2. There should be plenty of light because dark entry ways can trigger depression and contribute to lethargy. Use artificial light if you cannot bring in enough natural light through a window or skylight.
3. Air currents will move in a straight line unless diverted. If you have a back door or window aligned directly with your entrance door, the house will leak its vital ch’i. The end result is that it is hard for occupants to save their hard earned money. Corrections for this floor plan flaw can vary depending on how much area there is to work with between the entrance and exit points. Pieces of furniture, live plants, water fountains, and partition screens can sometimes be used to help slow down this direct path of ch’i.
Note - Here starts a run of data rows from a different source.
PR #24, opened 2019-06-03
Change published log format to can scrape this with prometheus

jjponz:
### :tophat: What?

Change published log format to can scrape this with prometheus

### :thinking: Why?

To can use logs in grafana

### DIFF
--- a/rele/client.py
+++ b/rele/client.py
@@ -49,7 +49,11 @@ class Publisher:
 
     def publish(self, topic, data, blocking=False, **attrs):
         payload = JSONRenderer().render(data)
-        self._save_log(attrs, topic)
+        logger.info(f'Publishing to {topic}',
+                    extra={'pubsub_publisher_attrs': attrs,
+                           'metrics': self._build_metrics(topic),
+                           }
+        )
         topic_path = self._client.topic_path(
             settings.RELE_GC_PROJECT_ID, topic)
         future = self._client.publish(topic_path, payload, **attrs)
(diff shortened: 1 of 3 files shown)


rele/client.py
```diff
@@ -49,8 +49,7 @@ def __init__(self):
 
     def publish(self, topic, data, blocking=False, **attrs):
         payload = JSONRenderer().render(data)
-        logger.info(f'Publishing to {topic}',
-                    extra={'pubsub_publisher_attrs': attrs})
+        self._save_log(attrs, topic)
```
tobami: A log is not "save", a message is "logged". To be consistent with how the subscriber logging it done, I would instead keep the logging inline and add a `_build_metrics` method for the publisher.

jjponz: Fixed. I add symmetry to publishers and subscribers

rele/client.py
```diff
@@ -50,7 +50,10 @@ def __init__(self):
     def publish(self, topic, data, blocking=False, **attrs):
         payload = JSONRenderer().render(data)
         logger.info(f'Publishing to {topic}',
-                    extra={'pubsub_publisher_attrs': attrs})
+                    extra={'pubsub_publisher_attrs': attrs,
+                           'metrics': self._build_metrics(topic),
```
tobami: This indentation should be same style as the way you've done in `_build_metrics`

rele/subscription.py
```diff
@@ -36,7 +36,8 @@ def __call__(self, message):
         db.close_old_connections()
 
         logger.debug(f'Start processing message for {self._subscription}',
-                     extra=self._build_metrics('received'))
+                     extra={'metrics':
+                                self._build_metrics('received')})
```
tobami: Again, let's make indentation consistent.

jjponz: Fix indentation

rele/client.py
jjponz: Fix indentation

rele/client.py
```diff
@@ -59,3 +61,12 @@ def publish(self, topic, data, blocking=False, **attrs):
 
         future.result(timeout=self.PUBLISH_TIMEOUT)
         return future
+
+    def _build_metrics(self, topic):
+        return{
```
andrewgy8:
```suggestion
        return {
```

rele/client.py
```diff
@@ -59,3 +61,12 @@ def publish(self, topic, data, blocking=False, **attrs):
...
+            'name': 'publications',
+            'data': {
+                'agent': settings.BASE_DIR.split('/')[-1],
```
andrewgy8: We should really think about making this configurable. We use this elsewhere, but this should not be the default behavior for widespread release.  In a later PR, instead this could be `settings.RELE_PROJECT_NAME`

4. Likewise, if a main door is aligned directly with a set of stairs, occupants may also have a hard time saving money or their health will be drained.
5. The most challenging entrances are the ones which are congestive because there is a wall too close to the entrance. People who have this kind of entrance will feel halted and stifled in their lives. Covering this wall with a floor to ceiling mirror will help give the illusion that you have more space. This is also a design trick that is used al the time in narrow retail spaces, where one whole wall is mirrored. Health clubs mirror walls, not just so you can see what you look like, but also so they can get away with putting exercise equipment very close to walls without their gym members feeling cramped up in corners.
Although we have outlined some very important basics regarding your bedroom, office, and entrance, the vast body of knowledge which comes from this ancient predictive art can be personalized to your own specific home and work environment. What may be appropriate for one person or business, will not be for another. You can find out more advanced feng shui secrets and solutions when an experienced consultant factors in the age of your home and what compass direction the structure faces. In a way, it is like “astrology for architecture.”